We are given the acceleration of the rocket as a vector function:

$\vec{a}(t) = \langle \cos(t), 4, e^{-t} \rangle$

The position at time $t = 0$ is:

$\vec{r}(0) = \langle 0, 0, 0 \rangle$

And the velocity at time $t = 0$ is:

$\vec{v}(0) = \langle 1, 2, 3 \rangle$

We need to find the position at $t = 2$. To solve this, we need to integrate the acceleration function twice to find the position function.

Step 1: Find the velocity

To get the velocity, we integrate the acceleration:

$\vec{v}(t) = \int \vec{a}(t) \, dt = \int \langle \cos(t), 4, e^{-t} \rangle \, dt$

This gives:

$\vec{v}(t) = \langle \sin(t), 4t, -e^{-t} \rangle + \vec{C}$

To find $\vec{C}$, we use the initial velocity at $t = 0$:

$\vec{v}(0) = \langle 1, 2, 3 \rangle$

Substitute $t = 0$ into the equation for $\vec{v}(t)$:

$\langle \sin(0), 4(0), -e^{-0} \rangle + \vec{C} = \langle 1, 2, 3 \rangle$

This simplifies to:

$\langle 0, 0, -1 \rangle + \vec{C} = \langle 1, 2, 3 \rangle$

Thus, the constant vector $\vec{C} = \langle 1, 2, 4 \rangle$.

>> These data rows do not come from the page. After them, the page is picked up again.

PR #5893, opened 2021-04-27
output: relative paths outside of repo

### LINKED ISSUE #5870: dvc add causes ERROR without saying that's the problem
# Bug Report

## Description
dvc add causes ERROR without saying that's the problem. 
We need clear explanation that is wrong

### Reproduce

(venv) (base) insaf@MacBook-Pro-Insaf test_gan % dvc add ../tabgan/Research/data/credit/credit.gz
Adding...                                                                                                                                                  
ERROR: /Users/insaf/Desktop/ml projects/tabgan/Research/data/credit/credit.gz

### Expected
Add file to dvc config file

### Environment information

**Output of `dvc doctor`:**

```console
$ dvc doctor
```
(venv) (base) insaf@MacBook-Pro-Insaf test_gan % dvc doctor
DVC version: 2.0.18 (osxpkg)
Platform: Python 3.8.9 on macOS-10.16-x86_64-i386-64bit
Supports: All remotes
Caches: local
Remotes: None
Workspace directory: apfs on /dev/disk1s1s1
Repo: dvc, git

Please check https://github.com/iterative/dvc/wiki/Debugging-DVC on ways to gather more information regarding the issue.

If the issue is regarding the performance, please attach the profiling information and the benchmark comparisons.
-->

efiop:
Fixes #5870 + improves internal exc message.

### DIFF
--- a/dvc/output/local.py
+++ b/dvc/output/local.py
@@ -48,7 +48,11 @@ class LocalOutput(BaseOutput):
         return self.FS_CLS.PATH_CLS(abs_p)
 
     def __str__(self):
-        if not self.repo or not self.is_in_repo:
+        if (
+            not self.repo
+            or urlparse(self.def_path).scheme == "remote"
+            or os.path.isabs(self.def_path)
+        ):
             return str(self.def_path)
 
         cur_dir = os.getcwd()
@@ -63,8 +67,15 @@ class LocalOutput(BaseOutput):
 
     @property
     def is_in_repo(self):
-        def_scheme = urlparse(self.def_path).scheme
-        return def_scheme != "remote" and not os.path.isabs(self.def_path)
+        if urlparse(self.def_path).scheme == "remote":
+            return False
+
+        if os.path.isabs(self.def_path):
+            return False
+
+        if self.repo and not self.path_info.isin(self.repo.root_dir):
+            return False
+        return True
 
     def dumpd(self):
         ret = super().dumpd()
--- a/dvc/scm/git/__init__.py
+++ b/dvc/scm/git/__init__.py
@@ -151,7 +151,9 @@ class Git(Base):
         gitignore = os.path.join(ignore_file_dir, self.GITIGNORE)
 
         if not path_isin(os.path.realpath(gitignore), self.root_dir):
-            raise FileNotInRepoError(path)
+            raise FileNotInRepoError(
+                f"'{path}' is outside of git repository '{self.root_dir}'"
+            )
 
         return entry, gitignore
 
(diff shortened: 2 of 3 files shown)


dvc/output/local.py
```diff
@@ -48,7 +48,11 @@ def _parse_path(self, fs, path):
...
     def __str__(self):
-        if not self.repo or not self.is_in_repo:
+        if (
+            not self.repo
+            or urlparse(self.def_path).scheme == "remote"
+            or os.path.isabs(self.def_path)
+        ):
             return str(self.def_path)
 
         cur_dir = os.getcwd()
```
efiop, line 58: We expect ([and have tests for it](https://github.com/iterative/dvc/blob/b2f71d459bab129833840c8c5517f28156ff6162/tests/unit/output/test_local.py#L31)) that `str()` of an external output with a relative path in `def_path` should be a proper `relpath` and not just a `def_path`, which no longer fits corrected `is_in_repo`.

dvc/scm/git/__init__.py
```diff
@@ -151,7 +151,9 @@ def _get_gitignore(self, path):
         gitignore = os.path.join(ignore_file_dir, self.GITIGNORE)
 
         if not path_isin(os.path.realpath(gitignore), self.root_dir):
-            raise FileNotInRepoError(path)
+            raise FileNotInRepoError(
+                f"'{path}' is outside of git repository '{self.root_dir}'"
+            )
```
efiop, line 156: Just to improve the message in case this ever falls through the cracks again.

dvc/output/local.py
karajan1001: Excuse me ,what is the difference between them? `def_path` and `relpath`, one relative to current dir another to repo root?

skshetry: @karajan1001, `def_path` is what is defined (or, to-be defined) in the `dvc.yaml` and `.dvc` files. `relpath` depends on what we are using for (based on stage's wdir or root of the repo or the current working directory).

tests/func/test_add.py
```diff
@@ -347,6 +347,25 @@ def test_add_external_file(tmp_dir, dvc, workspace, hash_name, hash_value):
     assert dvc.status() == {}
 
 
+def test_add_external_relpath(tmp_dir, dvc, local_cloud):
+    fpath = local_cloud / "file"
+    fpath.write_text("file")
```
pared, line 352:
```suggestion
     fpath, = local_cloud.gen("file", "file")
```

pared (approved):

dvc/output/local.py
karajan1001: @skshetry , so maybe `__repr__` should return `def_path` and `__str__` returns `relpath` ?

skshetry: @karajan1001, I'd expect `__repr__` to return something like `Output: {def_path}` or `Output: {resolved_path}` as it makes it easier to debug. `output.def_path` is also much better than `repr(output)`.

So, the velocity function is:

$\vec{v}(t) = \langle \sin(t) + 1, 4t + 2, -e^{-t} + 4 \rangle$

Step 2: Find the position

Next, we integrate the velocity function to get the position:

$\vec{r}(t) = \int \vec{v}(t) \, dt = \int \langle \sin(t) + 1, 4t + 2, -e^{-t} + 4 \rangle \, dt$

This gives:

$\vec{r}(t) = \langle -\cos(t) + t + C_1, 2t^2 + 2t + C_2, e^{-t} + 4t + C_3 \rangle$

To find the constants $C_1$, $C_2$, and $C_3$, we use the initial condition $\vec{r}(0) = \langle 0, 0, 0 \rangle$:

For the first component:

$-\cos(0) + 0 + C_1 = 0 \implies C_1 = 1$

For the second component:

$2(0)^2 + 2(0) + C_2 = 0 \implies C_2 = 0$

For the third component:

$e^{0} + 4(0) + C_3 = 0 \implies C_3 = -1$

Thus, the position function is:

$\vec{r}(t) = \langle -\cos(t) + t + 1, 2t^2 + 2t, e^{-t} + 4t - 1 \rangle$

Step 3: Evaluate at $t = 2$

Substitute $t = 2$ into the position function:

$\vec{r}(2) = \langle -\cos(2) + 2 + 1, 2(2)^2 + 2(2), e^{-2} + 4(2) - 1 \rangle$

Simplifying each component:

1. $-\cos(2) + 2 + 1 = 3 - \cos(2)$
2. $2(4) + 2(2) = 8 + 4 = 12$
3. $e^{-2} + 8 - 1 = 7 + e^{-2}$

Thus, the position at $t = 2$ is:

$\vec{r}(2) = \langle 3 - \cos(2), 12, 7 + e^{-2} \rangle$

Final Answer:

The correct answer is A. $\langle 3 - \cos(2), 12, 7 + e^{-2} \rangle$.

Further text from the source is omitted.